Saved entries:

- - -

PR #2083, opened 2026-01-07
MINIFICPP-2700 Terminate if ContentRepository creation failed

martinzink:

### For all changes:
     in the commit message?

### For code changes:

### Note:

### DIFF
--- a/libminifi/include/core/RepositoryFactory.h
+++ b/libminifi/include/core/RepositoryFactory.h
@@ -32,8 +32,12 @@ namespace org::apache::nifi::minifi::core {
  * @param configuration_class_name configuration class name
  * @param fail_safe determines whether or not to make the default class if configuration_class_name is invalid
  * @param repo_name name of the repository
+ * @param logger pointer to a logger so it can log out errors
  */
-std::unique_ptr<core::ContentRepository> createContentRepository(const std::string& configuration_class_name, bool fail_safe = false, const std::string& repo_name = "");
+std::unique_ptr<core::ContentRepository> createContentRepository(const std::string& configuration_class_name,
+    bool fail_safe = false,
+    const std::string& repo_name = "",
+    logging::Logger* logger = nullptr);
 
 /**
  * Create a repository represented by the configuration class name
--- a/libminifi/include/core/RepositoryFactory.h
+++ b/libminifi/include/core/RepositoryFactory.h
@@ -27,23 +27,10 @@
 
 namespace org::apache::nifi::minifi::core {
 
-/**
- * Create a context repository
- * @param configuration_class_name configuration class name
- * @param fail_safe determines whether or not to make the default class if configuration_class_name is invalid
- * @param repo_name name of the repository
- * @param logger pointer to a logger so it can log out errors
- */
 std::unique_ptr<core::ContentRepository> createContentRepository(const std::string& configuration_class_name,
-    const std::string& repo_name = "",
-    logging::Logger* logger = nullptr);
+    const std::string& repo_name,
+    logging::Logger& logger);
 
-/**
- * Create a repository represented by the configuration class name
- * @param configuration_class_name configuration class name
- * @param fail_safe determines whether or not to make the default class if configuration_class_name is invalid
- * @param repo_name name of the repository
- */
 std::unique_ptr<core::Repository> createRepository(const std::string& configuration_class_name, const std::string& repo_name = "");
 
 }  // namespace org::apache::nifi::minifi::core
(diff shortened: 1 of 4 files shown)


libminifi/src/core/RepositoryFactory.cpp
szaszm, line 1: It may be better to inject a logger as a function parameter instead of creating one locally for a semi-related class.

martinzink: good idea, [review changes](https://github.com/apache/nifi-minifi-cpp/pull/2083/commits/e09d59e3bd3b8f325d070ca8c4bcdc147837c1aa)

libminifi/src/core/RepositoryFactory.cpp
```diff
@@ -44,6 +47,10 @@ std::unique_ptr<core::ContentRepository> createContentRepository(const std::stri
       return std::make_unique<core::repository::FileSystemRepository>(repo_name);
     }
     if (fail_safe) {
```
adamdebreceni: I am wondering if this is a good idea (not the change itself) if the user requests some persistent content repo and we log an error, store stuff in-memory then it gets wiped, the user might not check the error or even if they do there might have already been some processing happening and we have no way of getting to the data

martinzink: yeah thats a valid point, prior to this PR we dont even notified the user via the logs, but we might want to be more strict thats true

martinzink: im usually on the side to fail fast and fail hard :D so we might just remove this fail_safe parameter and crash in that case

martinzink: removed the fail_safe option, [remove fail_safe option](https://github.com/apache/nifi-minifi-cpp/pull/2083/commits/68da2bfc0e38b37f2f13a886529ef4c9ff7ba2d9)

adamdebreceni (approved):

libminifi/include/core/RepositoryFactory.h
```diff
@@ -32,8 +32,11 @@ namespace org::apache::nifi::minifi::core {
  * @param configuration_class_name configuration class name
  * @param fail_safe determines whether or not to make the default class if configuration_class_name is invalid
```
fgerlits: the documentation of the `fail_safe` parameter should be removed (also below, before the `createRepository` function)

libminifi/src/core/RepositoryFactory.cpp
```diff
@@ -28,33 +28,31 @@ using namespace std::literals::chrono_literals;
...
-    } else {
-      throw std::runtime_error("Support for the provided configuration class could not be found");
-    }
-  } catch (const std::runtime_error&) {
-    if (fail_safe) {
-      return std::make_unique<core::repository::VolatileContentRepository>("fail_safe");
-    }
+
+  auto return_obj = core::ClassLoader::getDefaultClassLoader().instantiate<core::ContentRepository>(class_name_lc,
+                                                                                                  class_name_lc);
```
fgerlits: this indentation looks bad; it may be better to keep this on one line

libminifi/src/core/RepositoryFactory.cpp
```diff
@@ -28,33 +28,31 @@ using namespace std::literals::chrono_literals;
...
 
-  throw std::runtime_error("Support for the provided configuration class could not be found");
+  if (class_name_lc == "volatilecontentrepository") {
+    return std::make_unique<core::repository::VolatileContentRepository>(repo_name);
+  }
+  if (class_name_lc == "filesystemrepository") {
+    return std::make_unique<core::repository::FileSystemRepository>(repo_name);
+  }
+
+  logger->log_critical("Could not create the configured content repository ({})", configuration_class_name);
```
fgerlits: If we allow `logger` to be null, then please check it before dereferencing. It may be better to force it to be non-null?

martinzink: 👍 https://github.com/apache/nifi-minifi-cpp/pull/2083/changes/3812bc5013cb4d3b8c8597e73677870c39e9a210

libminifi/include/core/RepositoryFactory.h
martinzink: good idea, and since the only nontrivial argument was fail_safe I doubt this documentation style comment add anything useful so I've removed it entirely https://github.com/apache/nifi-minifi-cpp/pull/2083/changes/3812bc5013cb4d3b8c8597e73677870c39e9a210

- - -

### Task instructions
Nothing in the records should change when you repeat them all.

### Solution
PR #2083, opened 2026-01-07
MINIFICPP-2700 Terminate if ContentRepository creation failed

martinzink:

### For all changes:
     in the commit message?

### For code changes:

### Note:

### DIFF
--- a/libminifi/include/core/RepositoryFactory.h
+++ b/libminifi/include/core/RepositoryFactory.h
@@ -32,8 +32,12 @@ namespace org::apache::nifi::minifi::core {
  * @param configuration_class_name configuration class name
  * @param fail_safe determines whether or not to make the default class if configuration_class_name is invalid
  * @param repo_name name of the repository
+ * @param logger pointer to a logger so it can log out errors
  */
-std::unique_ptr<core::ContentRepository> createContentRepository(const std::string& configuration_class_name, bool fail_safe = false, const std::string& repo_name = "");
+std::unique_ptr<core::ContentRepository> createContentRepository(const std::string& configuration_class_name,
+    bool fail_safe = false,
+    const std::string& repo_name = "",
+    logging::Logger* logger = nullptr);
 
 /**
  * Create a repository represented by the configuration class name
--- a/libminifi/include/core/RepositoryFactory.h
+++ b/libminifi/include/core/RepositoryFactory.h
@@ -27,23 +27,10 @@
 
 namespace org::apache::nifi::minifi::core {
 
-/**
- * Create a context repository
- * @param configuration_class_name configuration class name
- * @param fail_safe determines whether or not to make the default class if configuration_class_name is invalid
- * @param repo_name name of the repository
- * @param logger pointer to a logger so it can log out errors
- */
 std::unique_ptr<core::ContentRepository> createContentRepository(const std::string& configuration_class_name,
-    const std::string& repo_name = "",
-    logging::Logger* logger = nullptr);
+    const std::string& repo_name,
+    logging::Logger& logger);
 
-/**
- * Create a repository represented by the configuration class name
- * @param configuration_class_name configuration class name
- * @param fail_safe determines whether or not to make the default class if configuration_class_name is invalid
- * @param repo_name name of the repository
- */
 std::unique_ptr<core::Repository> createRepository(const std::string& configuration_class_name, const std::string& repo_name = "");
 
 }  // namespace org::apache::nifi::minifi::core
(diff shortened: 1 of 4 files shown)


libminifi/src/core/RepositoryFactory.cpp
szaszm, line 1: It may be better to inject a logger as a function parameter instead of creating one locally for a semi-related class.

martinzink: good idea, [review changes](https://github.com/apache/nifi-minifi-cpp/pull/2083/commits/e09d59e3bd3b8f325d070ca8c4bcdc147837c1aa)

libminifi/src/core/RepositoryFactory.cpp
```diff
@@ -44,6 +47,10 @@ std::unique_ptr<core::ContentRepository> createContentRepository(const std::stri
       return std::make_unique<core::repository::FileSystemRepository>(repo_name);
     }
     if (fail_safe) {
```
adamdebreceni: I am wondering if this is a good idea (not the change itself) if the user requests some persistent content repo and we log an error, store stuff in-memory then it gets wiped, the user might not check the error or even if they do there might have already been some processing happening and we have no way of getting to the data

martinzink: yeah thats a valid point, prior to this PR we dont even notified the user via the logs, but we might want to be more strict thats true

martinzink: im usually on the side to fail fast and fail hard :D so we might just remove this fail_safe parameter and crash in that case

martinzink: removed the fail_safe option, [remove fail_safe option](https://github.com/apache/nifi-minifi-cpp/pull/2083/commits/68da2bfc0e38b37f2f13a886529ef4c9ff7ba2d9)

adamdebreceni (approved):

libminifi/include/core/RepositoryFactory.h
```diff
@@ -32,8 +32,11 @@ namespace org::apache::nifi::minifi::core {
  * @param configuration_class_name configuration class name
  * @param fail_safe determines whether or not to make the default class if configuration_class_name is invalid
```
fgerlits: the documentation of the `fail_safe` parameter should be removed (also below, before the `createRepository` function)

libminifi/src/core/RepositoryFactory.cpp
```diff
@@ -28,33 +28,31 @@ using namespace std::literals::chrono_literals;
...
-    } else {
-      throw std::runtime_error("Support for the provided configuration class could not be found");
-    }
-  } catch (const std::runtime_error&) {
-    if (fail_safe) {
-      return std::make_unique<core::repository::VolatileContentRepository>("fail_safe");
-    }
+
+  auto return_obj = core::ClassLoader::getDefaultClassLoader().instantiate<core::ContentRepository>(class_name_lc,
+                                                                                                  class_name_lc);
```
fgerlits: this indentation looks bad; it may be better to keep this on one line

libminifi/src/core/RepositoryFactory.cpp
```diff
@@ -28,33 +28,31 @@ using namespace std::literals::chrono_literals;
...
 
-  throw std::runtime_error("Support for the provided configuration class could not be found");
+  if (class_name_lc == "volatilecontentrepository") {
+    return std::make_unique<core::repository::VolatileContentRepository>(repo_name);
+  }
+  if (class_name_lc == "filesystemrepository") {
+    return std::make_unique<core::repository::FileSystemRepository>(repo_name);
+  }
+
+  logger->log_critical("Could not create the configured content repository ({})", configuration_class_name);
```
fgerlits: If we allow `logger` to be null, then please check it before dereferencing. It may be better to force it to be non-null?

martinzink: 👍 https://github.com/apache/nifi-minifi-cpp/pull/2083/changes/3812bc5013cb4d3b8c8597e73677870c39e9a210

libminifi/include/core/RepositoryFactory.h
martinzink: good idea, and since the only nontrivial argument was fail_safe I doubt this documentation style comment add anything useful so I've removed it entirely https://github.com/apache/nifi-minifi-cpp/pull/2083/changes/3812bc5013cb4d3b8c8597e73677870c39e9a210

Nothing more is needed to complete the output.